## Assigned task
Return verbatim the portion of the material below that starts at the line containing "Embeds currently don't" and ends at its last line.

## Available data

PR #1138, opened 2023-08-08
Add alerts to embeds

pfrazee:
Embeds currently don't have alerts when they should:

CleanShot 2023-08-08 at 12 37 48@2x
CleanShot 2023-08-08 at 12 34 11@2x

This PR fixes that:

## Task solution
Embeds currently don't have alerts when they should:

CleanShot 2023-08-08 at 12 37 48@2x
CleanShot 2023-08-08 at 12 34 11@2x

This PR fixes that:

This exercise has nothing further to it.